Remote debuggers can be used to debug processor interrupt handling code (“ISR”), non-exception kernel code, device drivers, and application programs executing as processes and threads, and collectively called “debugged entity”. The set of machine registers and memory contents that define the current states of execution is called the “execution context”. The execution context of a debugged entity defines that entity most recent state of execution.
The autonomous nature of embedded systems requires a controlling entity, called the “debug agent”, to function as an intermediary between the host and target system to facilitate debugging. A debug agent can be a hardware device (called “debugging probe”, or “hardware probe”), such as JTAG or ROM emulators that function as peripheral devices to the host debugger, and connected to the target system via special hardware debug port(s). Alternatively, a debug agent can be a software program that runs on the target system. Conventional debugging systems using debugging probes typically control the target through the target processor dedicated hardware debug interface. A limitation of hardware-assisted debugging systems is their inability to allow servicing of system exceptions by the target OS while the system is under host debugger's run-control. This limitation prevents hardware-assisted debugging systems from being used effectively in situations where the target system is expected to service exceptions within certain allowable time limits.
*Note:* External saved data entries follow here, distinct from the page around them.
PR #273, opened 2025-03-05
Update cubic.py

shubhamachary56821:
done some minor changes for  fixing negative shape in Gaussian Cube, if issue still persist, please inform and guide

### DIFF
--- a/src/grid/cubic.py
+++ b/src/grid/cubic.py
@@ -706,10 +706,11 @@ class UniformGrid(_HyperRectangleGrid):
         if not fname.endswith(".cube"):
             raise ValueError("Argument fname should be a cube file with *.cube extension!")
 
-        with open(fname) as f:
+        with open(fname, "r") as f:
             # skip the title and second line
-            f.readline()
-            f.readline()
+            lines = f.readlines()
+            # f.readline()
+            # f.readline()
 
             def read_grid_line(line):
                 """Read a number and (x, y, z) coordinate from the cube file line."""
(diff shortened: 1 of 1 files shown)


src/grid/cubic.py
```diff
@@ -726,8 +727,19 @@ def read_grid_line(line):
             shape0, axis0 = read_grid_line(f.readline())
             shape1, axis1 = read_grid_line(f.readline())
             shape2, axis2 = read_grid_line(f.readline())
-            shape = np.array([shape0, shape1, shape2], int)
-            axes = np.array([axis0, axis1, axis2])
+            # shape = np.array([shape0, shape1, shape2], int)
+            # axes = np.array([axis0, axis1, axis2])
+            # Detect Bohr vs. Angstrom units
+            BOHR_TO_ANGSTROM = 0.529177
```
Ali-Tehrani, line 733: I recommend extending the precision to 16 digits, since our calculations often rely on 64-bit floating point representations. 
Using `scipy` and `mpmath`,  the value for converting 1 Bohr to Angstrom is `0.529177210902999962`.

But since we have SciPy as a prerequisite, i think it's better to do 
```
import scipy.constants as spc
BOHR_TO_ANGSTROM = spc.value('atomic unit of length') / spc.angstrom
```

Ali-Tehrani (changes requested):
Thank you for the pull-request and for implementing this feature!
My only other comment is that
`                "atcoords": coordinates,` will also need its unit changed and the method documentation should include that its units are converted to atomic units (Bohr) length.

Ali-Tehrani:
@PaulWAyers  I think that it is more straightforward to just return a flag, like `units: "bohr" ` (or "angstrom"),  to `cube_data` instead of defaulting to converting everything to atomic units. 

If user specifically cares about atomic units, then they can handle the conversion themselves.  For example I know in protein-related work, they would prefer to keep the units that they are in.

Examples of side effects stemming from this limitation include: 1) network packets dropped causing time-out in client or server software, and 2) multimedia audio/video streams not being processed causing visible or audible delays or malfunctions within the system. Another limitation of hardware-assisted debugging systems is their inability to access the target virtual memory. Virtual addresses presented to the target by the hardware probe can not be translated by the target because such address translation is performed by the OS and the processor, which are both effectively halted while under the hardware probe's run-control. Alternatively, some hardware-assisted debugging systems perform translation by duplicating the translation logic of the OS and processor in the memory access code within the host debugger. Such implementations are complex and not portable among variations in OS's and processors supported by the debugging systems.
Conventional software-based debugging systems (such as those using REDBOOT, GDBSERVER, KGDB, or Viosoft VMON1) rely on the target resident debug agent to access and control debugged entities. Implementations of software-based debug agent comprise: “boot and debug monitor”, “kernel patch”, and “application debugging server”.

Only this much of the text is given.